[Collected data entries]
PR #1145, opened 2018-09-13
added path() value example, support in FF63 behind a flag.

estelle:
https://bugzilla.mozilla.org/show_bug.cgi?id=1246764

### DIFF
--- a/live-examples/css-examples/masking/clip-path.html
+++ b/live-examples/css-examples/masking/clip-path.html
@@ -19,6 +19,13 @@
             <span class="visually-hidden">Copy to Clipboard</span>
         </button>
     </div> 
+
+    <div class="example-choice">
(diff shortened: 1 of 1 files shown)


schalkneethling:
@wbamberg Should we merge and revisit later when support is better or, would you rather close?

wbamberg:
@schalkneethling is there a reason we can't leave this open? I appreciate that it would need rebasing after the big PR merge, but I don't think this one is ready to merge, but closing it seems a bit final.

schalkneethling:
@estelle Because of the following security vulnerability https://snyk.io/blog/malicious-code-found-in-npm-package-event-stream that was revealed yesterday, we are reaching out to everyone that currently has an open PR on interactive examples.

schalkneethling:
Same here @chrisdavidmills, seems safe to merge now as it is supported in three browsers.

chrisdavidmills (approved):
Let's do it

PR #1170, opened 2018-10-03
Better naming for RegExp.exec example

Granjow:


wbamberg:
Thanks for your contribution!

The variable names in this example follow the style guide for JS examples (https://github.com/mdn/interactive-examples/blob/master/JS-Example-Style-Guide.md) so we'd like to keep them.

PR #1189, opened 2018-10-18
Add "attribute-" prefix to HTML attribute examples.

### LINKED ISSUE #1065: Use disambiguating prefix for all HTML attribute examples
The example for the `style` attribute calls the resulting file "style-attr.html", to avoid a clash with the `<style>` element.

This is nice, but we should do this for all attribute examples, and use the form "attribute-style.html" to distinguish this group more clearly and to be consistent with what we have done for CSS functions: https://github.com/mdn/interactive-examples/blob/master/live-examples/css-examples/transforms/meta.json#L13-L32

ShadowMitia:
Should close #1065.


ShadowMitia:
I've reused the css file as asked. Guess I was too busy renaming that I didn't notice I actually added that file!

ShadowMitia:
Glad I could help!

PR #1194, opened 2018-10-23
Fix #1115: position: sticky not working in Safari

### LINKED ISSUE #1115: CSS position example doesn't work in Safari

stephanmax:
This fixes #1115 by building on top of PR #1121 (using prefixed `-webkit-sticky` and making the boxes `display: block`).

The remaining issue was the fixed height of the inner container `.example-element-container` which Safari seems to use for calculating how long a sticky element is allowed to scroll (even if it is scrollable itself). Removing any height constraints on that `div` and instead making the outer section `overflow: auto` solved the problem (tested in Safari 12.0, FF, and Chrome).

I also recreated the blue boxes/placeholder behavior from before, removed the animation (was quite confusing for me, because you cannot animate `position` changes), and fixed the code formatting a bit.

### DIFF
--- a/live-examples/css-examples/positioned-layout/position.css
+++ b/live-examples/css-examples/positioned-layout/position.css
@@ -30,11 +30,3 @@
     border: 3px solid red;
     z-index: 1;
 }
-
-#example-element-placeholder {
-    background-color: transparent;
-    border: 3px dotted red;
-    position: absolute;
-    top: 56px;
-    left: 65px;
-}
--- a/live-examples/css-examples/positioned-layout/position.css
+++ b/live-examples/css-examples/positioned-layout/position.css
@@ -1,29 +1,16 @@
+.output section {
+    align-items: flex-start;
+    overflow: auto;
+}
 
 #example-element-container {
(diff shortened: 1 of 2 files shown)


stephanmax:
Great catch, thanks @wbamberg. I see two possibilities:
1. We put the placeholder into the first paragraph and position it relatively to it (which destroys a bit the semantics, but I'd say its okay for the sake of the visuals.)
2. We get rid of the placeholder.

What do you think?

PR #1196, opened 2018-10-23
Fix typo in String.prototype.normalize() example

vsemozhetbyt:


wbamberg:
Thanks @vsemozhetbyt but it looks like @ElForastero got to this one first :).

Task instructions. Scan the entries for lines holding the string "blob", then copy every one of them.

Result of this task.
The variable names in this example follow the style guide for JS examples (https://github.com/mdn/interactive-examples/blob/master/JS-Example-Style-Guide.md) so we'd like to keep them.
This is nice, but we should do this for all attribute examples, and use the form "attribute-style.html" to distinguish this group more clearly and to be consistent with what we have done for CSS functions: https://github.com/mdn/interactive-examples/blob/master/live-examples/css-examples/transforms/meta.json#L13-L32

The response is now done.